------ RECORDS FOR THE TASK ------

PR #1332, opened 2026-07-26
fix: store a JPEG copy of the route map for the import email

llun:
Follow-up to #1327, which added the fitness activity import email with a route map.

## Problem

The email's map `` pointed at the stored WebP media URL. Gmail, Apple Mail and new Outlook render WebP; **Outlook desktop (Word rendering engine) and Windows Mail do not** — those recipients saw the `alt="Route map"` text instead of their route. This was deliberately deferred from #1327 to keep that PR reviewable.

An on-demand JPEG rendition off `/api/v1/files/[...pathname]` is not viable: with object storage that route answers `Response.redirect(redirectUrl, 308)`, so there are no bytes to transcode. It has to be a stored asset.

## What changed

**Storage takes an output format.** Both backends hardcoded `.webp({ quality: 95, smartSubsample: true, nearLossless: true })`, so every image `saveMedia` stores is WebP. `_saveImageBuffer` / `_uploadImageBufferToS3` now take an optional `format`, **defaulting to `'webp'` so nothing else changes**, and both encode through one shared `encodeImageOutput` helper instead of duplicating the encoder options. JPEG is baseline (not progressive) with `chromaSubsampling: '4:4:4'` — a route map is a saturated 4px polyline over pale tiles, which is exactly what chroma subsampling smears.

**The copy is not a `medias` row.** `saveMediaImageRendition` stores an extra encoding and returns `{ path, url, bytes, mimeType, metaData }` without creating one. Two reasons: it would be a `medias` row attached to nothing, and (per the note in the issue) `medias.original.mimeType` records the *input* type — which is why today's map attachment claims `image/png` while serving WebP bytes — so a JPEG stored that way would claim `image/png` too. The rendition's `mimeType` is the type actually written. Quota is still checked, like `saveThumbnail`.

**New `fitness_files.mapImageEmailPath` column.** `processFitnessFileJob` stores a JPEG copy of the same map buffer, records its path there, and points the email at it — falling back to the WebP when there is no copy, which is every activity imported before this shipped. The copy is only made when an email is actually going out (`notifyOnComplete`): a direct upload notifies nobody, so a copy would be storage spent on an image no one would ever fetch. It is not attached to the status and never federates.

**Lifecycle.** Reprocessing clears the column alongside `mapImagePath`. **Regenerate maps** deletes the copy and clears the column: the email it served was sent when the activity arrived, and after a privacy-location change the copy may show a route the owner has since hidden. `scripts/backup/productionArchive.ts` now collects the path so the copy travels with an archive.

Both schema dumps (`migrations/schema.sql`, `migrations/schema.sqlite.sql`) are regenerated from the full migration chain against fresh local PostgreSQL 17 and SQLite databases — the diff in each is exactly the one new column.

## Sizing

Measured on a representative 800×600 map: the existing pipeline upscales to 4000×3000 (pre-existing `resize(MAX_WIDTH, MAX_HEIGHT)` without `withoutEnlargement`), giving a 271 KB WebP and a 442 KB JPEG — the same order of magnitude as the image the email already linked, so the copy stays on the identical pipeline rather than gaining a second size knob. The upscaling itself affects every upload in the product and is out of scope here.

## Verification

- `yarn run prettier --write .` → `yarn lint` (0 errors) → `yarn build` → `yarn test` (**734 files, 7394 tests, all passing**).
- New tests: the shared format helper (real `sharp`, asserts the encoded format and that JPEG is baseline); `LocalFileStorage` writes a real JPEG to disk (default `saveFile` still writes WebP), reports the *written* file's size/dimensions, returns `null` for non-image input, and refuses over quota; `S3FileStorage` uploads with `ContentType: image/jpeg` and a `.jpg` key (WebP by default); `saveMediaImageRendition` dispatch across all three storage types and the unconfigured case; the column's round-trip and clearing; the job storing the copy, the email HTML carrying the `.jpg` and never the `.webp`, both fallback paths (`null` and throw) still completing the import with its map, and no copy stored when no email is going out; regeneration deleting the copy.
- `./scripts/mock/renderEmailPreviews.ts` renders all 11 templates, and the rendered output is **byte-identical to `main`** — no template markup changed, only the URL passed in. (Per `AGENTS.md`, the fitness fixture deliberately passes no map URL, since a stand-in image has the wrong aspect ratio.)
- Eyeballed the JPEG the encoder actually produces from a map-shaped source: the route line is clean, with no chroma bleeding and thin grid lines intact.

**Not verified here:** delivery to a real Outlook desktop / Windows Mail inbox. That needs an actual send, which this environment cannot do — it remains the outstanding real-inbox check for the email work.

## Docs

`docs/fitness-file-storage.md` (column + pipeline step), plus the convention itself in the `AGENTS.md` email section and the `REVIEW.md` checklist: an email image never points at a stored media path directly.

---

## Review round 1 (sub-agent loop)

Three agents reviewed the media-storage code, the job/DB/migration/script code, and the docs + email completeness. All 10 findings are posted as inline comments on this PR and fixed in the second commit. The substantive ones:

**A copy has no `medias` row, so nothing generic can find it — and two places needed to.**
- `scripts/maintenance/cleanupMediaStorage.ts` classified every copy as orphaned and would have deleted files the database still points at. It now reads the column.
- Running that script to verify also exposed a **pre-existing bug on `main`**: it rebased already-relative stored paths with `path.relative`, producing `../../…` strings that matched nothing, so for local storage it reported *every* media file as orphaned and `--yes` would have deleted all of them. Only absolute paths are rebased now. Verified against a local SQLite DB with a referenced WebP, a referenced JPEG copy and one genuine orphan: 3 orphans reported before, exactly 1 after.

**A reprocess nulled the column without deleting the file.** A retry or recovery script leaves `notifyOnComplete` false, so nothing rewrote it — the object was orphaned, and if the owner had just added a privacy location, the old **unfiltered** route stayed fetchable at its unchanged URL. Deleting the copy is now the job of one shared `deleteEmailMapImage`, used wherever the reference is dropped: import, reprocess, re-import, map regeneration, and activity deletion. `importFitnessFilesJob` had the same hole from the other side (it reset `mapImagePath` but not `mapImageEmailPath`, and a file that ends up non-primary never reaches `processFitnessFileJob` to rewrite it).

**Storing a copy is now gated on an email genuinely going out** — `notifyOnComplete` plus the instance having email configured plus the owner's activity-import preference. Previously a self-hosted instance with no `ACTIVITIES_EMAIL_*` stored a second copy of every imported map that nothing could ever fetch.

**Quota:** the pre-check refuses a write by an over-quota account, but the bytes are not added to the usage counters, which are only maintained alongside `medias` rows. Metering would need new database-interface surface (there is no public counter-adjust operation), which seemed disproportionate for one small file per emailed import — so the comments and docs now state the actual behaviour instead of implying enforcement. Say the word if you'd rather have it metered.

**Tests hardened where the reviewers proved coverage was absent, by mutation rather than by reading:**
- The WebP encoder options are now pinned by byte-comparing output — preserving them for existing uploads is the one invariant this refactor rests on, and `quality: 95 → 60` previously passed the whole suite.
- `regenerateFitnessMapsJob`'s non-primary-heal and no-visible-coordinates branches were both green with the new code deleted; both are now covered, and the failed-regeneration case asserts the reference *survives*.
- Reprocess cleanup and the no-email gate are covered, each verified to fail when its production line is reverted.

**Docs corrected where they overstated.** The WebP fallback is **live** (it fires on unconfigured storage, over-quota, or a failed encode), not legacy-only — the old wording would have licensed deleting `?? storedMap.url` as dead code. "Every image the media storages write is WebP" became false three lines above the sentence describing the JPEG, and that absolute is what justified the two hardcoded `mimeType: 'image/webp'` literals this PR removed. Also aligned the stale "route-map PNGs" wording in `docs/environment-variables.md` and `docs/features.md` (the PNG is the render buffer; the stored form is WebP).

Confirmed clean by the reviewers: the `importStravaActivityJob` call site passes no map URL (it is the no-exportable-streams fallback note, which has no map — the real Strava path routes through `processFitnessFileJob`), and no other email template embeds stored media, so the route map was the only exposure.

Gate re-run after these changes: prettier → lint (0 errors) → build → test, **735 files / 7405 tests passing**.

Separately filed, not fixed here: the shared pipeline upscales every image below 4000px (`resize(MAX_WIDTH, MAX_HEIGHT)` with no `withoutEnlargement`), which is why the copy is 442 KB instead of ~52 KB. It affects every upload in the product, so it wants its own PR.


scripts/maintenance/cleanupMediaStorage.ts
```diff
@@ -27,25 +27,37 @@ async function getAllMediaPathsFromDatabase(
...
-        paths.add(originalPath)
-      }
-      if (media.thumbnail) {
-        // For local file storage, normalize to relative paths
-        const thumbnailPath = basePath
-          ? path.relative(basePath, media.thumbnail)
-          : media.thumbnail
-        paths.add(thumbnailPath)
-      }
+      addPath(media.original)
```
llun, line 55: **Finding (fixed): this script classified every JPEG copy as orphaned and would have deleted files the database still points at.**

The referenced set was built only from `medias.original`/`thumbnail`. A copy stored by `saveMediaImageRendition` deliberately has no `medias` row — `fitness_files.mapImageEmailPath` is its only reference — so it looked orphaned. Failure scenario: 50 Strava imports with GPS store 50 objects under `medias/<date>/<hex>.jpg`; an operator runs the documented `--yes` and all 50 vanish while the DB still references them, so already-delivered emails render the `media-removed.svg` placeholder. The sibling `productionArchive.ts` *was* taught about the column in the first commit; this script was missed.

Fixed by reading the column here too.

scripts/maintenance/cleanupMediaStorage.ts
```diff
@@ -27,25 +27,37 @@ async function getAllMediaPathsFromDatabase(
   const database = knex(config.database)
 
   try {
+    const paths = new Set<string>()
```
llun, line 36: **Pre-existing bug found while verifying the fix above, by actually running the script.**

My first dry-run reported the JPEG copy as orphaned *and also the WebP that definitely has a `medias` row* — all three test files. Cause: stored paths are already relative to the storage root, but `path.relative(basePath, value)` resolved a relative value against the CWD, producing a `../../…` string that matched nothing. For local storage this script therefore reported **every** media file as orphaned, and `--yes` would have deleted all of it.

This is on `main`, not introduced here, but my fix above is inert without it. Now only absolute values are rebased. Verified against a local SQLite DB with a referenced WebP, a referenced JPEG copy and one genuine orphan: before, 3 orphans reported; after, exactly 1.

lib/jobs/processFitnessFileJob.ts
```diff
@@ -240,6 +332,18 @@ export const processFitnessFileJob = createJobHandle(
         buffer: fitnessBuffer
       })
 
+      // The reset below de-references any copy an earlier run stored, so delete
+      // the file too. A retry or a recovery script leaves notifyOnComplete
+      // false, so nothing would rewrite the column: without this the object is
+      // orphaned, and worse, if the owner added a privacy location before
+      // reprocessing, the old UNFILTERED route would stay fetchable at its
+      // unchanged URL.
+      await deleteEmailMapImage({
```
llun, line 362: **Finding (fixed): a reprocess nulled the column without deleting the file, and could leave an unfiltered route publicly fetchable.**

The per-run reset clears `mapImageEmailPath`, but a retry or recovery script leaves `notifyOnComplete` false, so nothing rewrote it. Failure scenario: a Strava import stores a copy, the worker is OOM-killed before `completed` (a documented failure mode here, hence `isFitnessProcessingStuck`), the owner clicks retry — the column goes NULL and the object is orphaned, reclaimable only by `cleanupMediaStorage`.

Worse, the privacy edge this PR already cites as the reason the regenerate job deletes: add a privacy location, then reprocess, and the new run draws a filtered map while the **old unfiltered** route JPEG stays fetchable at its unchanged URL.

Fixed by deleting the copy wherever the reference is dropped, via one shared `deleteEmailMapImage` now used by this job, `importFitnessFilesJob`, `regenerateFitnessMapsJob` and `deleteFitnessFile`. `importFitnessFilesJob` had the same hole from the other direction: it reset `mapImagePath` but not `mapImageEmailPath`, and a file that ends up non-primary never reaches this job to rewrite it. Covered by a test that fails under mutation.

lib/jobs/processFitnessFileJob.ts
```diff
@@ -321,7 +427,26 @@ export const processFitnessFileJob = createJobHandle(
...
 
-              mapImageUrl = storedMap.url
+              // The WebP is what the post and every web surface use; the email
+              // prefers a JPEG copy, because Outlook desktop cannot decode
+              // WebP. Only store one when an email is genuinely going out,
+              // otherwise it is storage spent on an image nobody will ever
+              // fetch: a direct upload notifies no one, an instance with no
+              // email configured sends nothing, and the owner may have turned
+              // activity-import emails off.
+              mapImageUrl = (await willSendImportEmail({
```
llun, line 458: **Finding (fixed): `notifyOnComplete` only approximates "an email is going out", so instances that send no email still stored a copy of every map.**

The gate was decided long before any email gate: the notification can be filtered by policy, the instance may have no `ACTIVITIES_EMAIL_*` configured at all (`sendNotificationAlerts` wraps the whole email block in `if (config.email)`), and the owner may have activity-import emails switched off. On a self-hosted instance without email, every Strava import with GPS wrote a second copy of the map that nothing could ever fetch — and rendition bytes are not metered, so that growth is invisible in the usage counters.

Fixed with `willSendImportEmail`, which also checks `getConfig().email`, `actor.account` and the existing `shouldSendEmailForNotification` predicate. The one case still not knowable here is the notification policy filtering the event, which is decided after the map exists; the docs now say "an import that is going to email the owner" rather than claiming certainty.

lib/services/medias/types.ts
```diff
@@ -169,6 +183,19 @@ export interface MediaStorage {
     actor: Actor,
     file: File
   ): Promise<ThumbnailStorageOutput | null>
+  // Processes and stores an image in a specific output format, without creating
```
llun, line 186: **Finding (fixed): the doc comment claimed this "enforces the account storage quota", which overstated it.**

Usage is counter-based (`CounterKey.mediaUsage` / `fitnessUsage`) and those counters are only maintained alongside `medias` rows, which a rendition has none of — unlike `saveThumbnail`, whose bytes are folded in by `updateMedia`'s `thumbnailUsageDelta`. So the check refuses a write by an already-over-quota account but the bytes are never added.

Metering properly would mean new database-interface surface (there is no public counter-adjust operation), which I judged disproportionate for one small file per emailed import — especially now that a copy is only stored when an email is genuinely going out. Fixed by making the comments here and in both backends state the actual behaviour, and documenting it in `docs/fitness-file-storage.md` so the trade-off is visible rather than implied. Happy to add the counter plumbing instead if you'd rather have it metered.

lib/jobs/regenerateFitnessMapsJob.test.ts
```diff
@@ -232,22 +236,25 @@ describe('regenerateFitnessMapsJob', () => {
       })
       expect(fitnessFile).toBeDefined()
 
+      const oldEmailMapPath = `medias/old-route-map-${postId}-${index}.jpg`
       await database.updateFitnessFileActivityData(fitnessFile!.id, {
         hasMapData: true,
-        mapImagePath: oldMedia!.original.path
+        mapImagePath: oldMedia!.original.path,
```
llun, line 242: **Finding (fixed): two of the three branches were untested — confirmed by mutation, not by reading.**

`setupStatusWithMultipleOldMaps` never set `mapImageEmailPath`, so the non-primary heal test hit the cleanup helper's `undefined` guard and returned immediately, and no test drove the no-visible-coordinates branch at all. Deleting the cleanup call and both `mapImageEmailPath: null` resets left all 4 tests green.

Fixed: the multi-map setup now seeds a copy, the non-primary test asserts the copy is deleted and the column cleared, a new test covers the no-visible-coordinates branch, and the failed-regeneration test now asserts the reference *survives* (the invariant that keeps the copy from being orphaned). Re-verified by mutation: dropping the non-primary cleanup now fails the test.

lib/services/medias/imageOutputFormat.test.ts
```diff
@@ -0,0 +1,86 @@
...
+    expect(getImageOutputFormatDetail(format)).toEqual({
+      extension,
+      contentType
+    })
+  })
+})
+
+describe('encodeImageOutput', () => {
+  it('defaults to webp so existing uploads are unchanged', () => {
+    expect(DEFAULT_IMAGE_OUTPUT_FORMAT).toBe('webp')
```
llun, line 58: **Finding (fixed): nothing pinned the WebP encoder options — the one invariant this refactor claims to preserve.**

The tests asserted only `metadata().format` and `isProgressive`, so changing `quality: 95 → 60` or dropping `nearLossless`/`smartSubsample` would have silently re-encoded every upload in the product with the whole suite green.

Fixed by byte-comparing the helper's WebP output against a locally constructed `sharp(...).webp({ quality: 95, smartSubsample: true, nearLossless: true })` buffer, plus an assertion that the JPEG branch really emits `4:4:4` (the reason chroma subsampling is disabled: a route map is a saturated thin polyline over pale tiles). Also added the `::1` / `[::1]` cases that `getMediaFileUrl`'s localhost check carries but the test skipped.

AGENTS.md
```diff
@@ -309,6 +309,24 @@ it; there is no legacy shape left to copy.
...
   URL because the generated maps are 4:3 and any stand-in image renders the card
   a third taller than it ever will be.
+- **An email must never point an `<img src>` at a stored image path directly.**
+  The media storages write WebP unless the caller asks for another format
+  (`_saveImageBuffer` / `_uploadImageBufferToS3`), and Outlook desktop (Word
+  rendering engine) and Windows Mail have no WebP decoder — those recipients get
+  the `alt` text. So an email image needs a stored JPEG copy
+  (`saveMediaImageRendition(database, actor, file, 'jpeg')`) plus a column to
+  remember it; the route map's lives in `fitness_files.mapImageEmailPath`. Keep
+  the WebP as a **live** fallback for whenever the copy is missing — no media
```
llun, line 319: **Finding (fixed): this rule said the WebP fallback exists "only for activities imported before that column existed" — which would have licensed deleting live code.**

The actual fallback (`?? storedMap.url`) fires whenever storing the copy returns undefined: no media storage configured, over quota, or any encode/DB failure — and this PR has two dedicated tests for exactly that. For pre-column activities there is no live fallback path at all, since their email was already sent. A reviewer trusting the old wording — and `REVIEW.md` is the checklist reviewers enforce — would read `?? storedMap.url` as legacy dead code and remove the only thing that keeps a map in the email when the JPEG write fails.

Also fixed in the same bullet: "Every image the media storages write is WebP" became false three lines above the sentence describing the JPEG, and that absolute is what justified the two hardcoded `mimeType: 'image/webp'` literals this PR had to remove. Now "WebP unless the caller asks for another format", with the same corrections in `REVIEW.md`. The 308-redirect justification is also narrowed: it holds when object storage sits behind a public hostname; without one the route streams the body.

docs/fitness-file-storage.md
```diff
@@ -52,6 +52,7 @@ Important columns include:
...
... recipients saw the image's alt text instead of their route. The copy is not attached to the status and never federates. Nullable, and only written by an import that is going to email the owner — checked against `notifyOnComplete`, the instance having email configured, and the owner's activity-import email preference, so instances that send no email store no copies. An activity with no GPS data has no map at all, and activities imported before this column existed keep pointing their (already sent) email at the WebP. Because it has no `medias` row, the fitness file is its only reference: it is deleted wherever that reference is dropped — deleting the activity, reprocessing or re-importing it, and **Regenerate maps** replacing or removing the map it was made from — `scripts/maintenance/cleanupMediaStorage.ts` treats it as referenced rather than orphaned, and `scripts/backup/productionArchive.ts` archives it with the other media. Its bytes are checked against the account quota before being written but are not added to the usage counters, which are maintained alongside `medias` rows. Deleting only the _post_ keeps the copy, because the activity itself — and so the reference — survives.
```
llun: **Finding (fixed): "only written when an import actually sends an email" was not what the code did, and the deletion points I enumerated were incomplete.**

Both are now true rather than aspirational: the write is gated on the instance having email configured and the owner's preference as well as `notifyOnComplete` (see the code change), and the enumeration covers deleting the activity, reprocessing, re-importing and regenerating. The quota-metering caveat is stated here too.

While here: `docs/environment-variables.md` and `docs/features.md` described the *stored* route maps as PNGs, which read as contradicting this PR now that the stored encoding is load-bearing. The PNG is the render buffer; the stored form is WebP. Reworded.

lib/jobs/processFitnessFileJob.ts
```diff
@@ -119,6 +123,94 @@ const buildActivitySummary = (data: FitnessActivityData): string => {
...
+  } catch (error) {
+    // Best-effort: the map is already stored and attached by the time this
+    // runs, so failing here costs Outlook recipients their image and nothing
+    // else. It must never fail the import.
+    logger.warn({
+      message: 'Failed to store the route map copy for email',
+      actorId: actor.id,
+      statusId,
+      fitnessFileId,
+      error: toImportErrorMessage(error, 'Unknown route map copy error')
```
llun, line 229: **Nit (fixed): `(error as Error).message` logs `undefined` for a non-`Error` rejection.** Switched to the existing `toImportErrorMessage`, which this repo already uses for exactly this and which `importFitnessFilesJob` carries a warning comment about.

**Not changed, for the record:** the reviewer noted the pre-existing `saveMedia` dispatch in `lib/services/medias/index.ts` omits `MediaStorageType.S3Storage`, so an instance with `ACTIVITIES_MEDIA_STORAGE_TYPE=s3` gets a silent `null`. That is on `main` and unrelated to this change; the new `saveMediaImageRendition` handles all three types. Worth its own issue.

Also confirmed clean by the reviewers and worth recording: the `importStravaActivityJob` call site passes no map URL (it is the no-exportable-streams fallback note, which has no map at all — the real Strava path routes through this job), and no other email template embeds stored media (the only other `` in any email is the static `/logo-nav.png`; avatars are text monograms and custom emoji stay as `:shortcode:` text). So the route map was the only exposure.

llun (commented):
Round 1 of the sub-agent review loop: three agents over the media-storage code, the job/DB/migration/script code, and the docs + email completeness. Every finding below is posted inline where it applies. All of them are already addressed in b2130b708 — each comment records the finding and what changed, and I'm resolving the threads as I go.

------

__WHAT IS REQUIRED__:
Take the lines from the first line of the records through the line holding "## What changed", both included, and please reproduce them exactly with nothing added.

__RESPONSE BELOW__:
PR #1332, opened 2026-07-26
fix: store a JPEG copy of the route map for the import email

llun:
Follow-up to #1327, which added the fitness activity import email with a route map.

## Problem

The email's map `` pointed at the stored WebP media URL. Gmail, Apple Mail and new Outlook render WebP; **Outlook desktop (Word rendering engine) and Windows Mail do not** — those recipients saw the `alt="Route map"` text instead of their route. This was deliberately deferred from #1327 to keep that PR reviewable.

An on-demand JPEG rendition off `/api/v1/files/[...pathname]` is not viable: with object storage that route answers `Response.redirect(redirectUrl, 308)`, so there are no bytes to transcode. It has to be a stored asset.

## What changed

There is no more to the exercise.